=== PROVIDED DATA ===
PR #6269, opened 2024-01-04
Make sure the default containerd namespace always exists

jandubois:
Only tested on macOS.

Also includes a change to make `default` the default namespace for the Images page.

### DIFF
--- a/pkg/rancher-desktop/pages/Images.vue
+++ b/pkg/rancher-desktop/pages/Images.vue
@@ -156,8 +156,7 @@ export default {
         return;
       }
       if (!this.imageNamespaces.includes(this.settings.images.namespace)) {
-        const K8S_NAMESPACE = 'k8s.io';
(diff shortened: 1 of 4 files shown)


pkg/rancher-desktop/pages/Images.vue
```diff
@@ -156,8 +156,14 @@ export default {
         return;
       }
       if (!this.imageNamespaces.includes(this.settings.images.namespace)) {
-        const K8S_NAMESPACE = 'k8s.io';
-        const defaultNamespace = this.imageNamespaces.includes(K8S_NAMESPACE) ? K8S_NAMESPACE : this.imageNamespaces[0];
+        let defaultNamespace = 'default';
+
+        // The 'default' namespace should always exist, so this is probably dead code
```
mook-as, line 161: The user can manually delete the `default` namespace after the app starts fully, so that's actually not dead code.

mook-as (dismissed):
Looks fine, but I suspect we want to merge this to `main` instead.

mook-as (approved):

=== PROMPT ===
Restate word for word the lines from the line containing "Also includes a" through the last line of the listing, inclusive, and nothing beyond them.

=== ANSWER TO THE PROBLEM ===
Also includes a change to make `default` the default namespace for the Images page.

### DIFF
--- a/pkg/rancher-desktop/pages/Images.vue
+++ b/pkg/rancher-desktop/pages/Images.vue
@@ -156,8 +156,7 @@ export default {
         return;
       }
       if (!this.imageNamespaces.includes(this.settings.images.namespace)) {
-        const K8S_NAMESPACE = 'k8s.io';
(diff shortened: 1 of 4 files shown)


pkg/rancher-desktop/pages/Images.vue
```diff
@@ -156,8 +156,14 @@ export default {
         return;
       }
       if (!this.imageNamespaces.includes(this.settings.images.namespace)) {
-        const K8S_NAMESPACE = 'k8s.io';
-        const defaultNamespace = this.imageNamespaces.includes(K8S_NAMESPACE) ? K8S_NAMESPACE : this.imageNamespaces[0];
+        let defaultNamespace = 'default';
+
+        // The 'default' namespace should always exist, so this is probably dead code
```
mook-as, line 161: The user can manually delete the `default` namespace after the app starts fully, so that's actually not dead code.

mook-as (dismissed):
Looks fine, but I suspect we want to merge this to `main` instead.

mook-as (approved):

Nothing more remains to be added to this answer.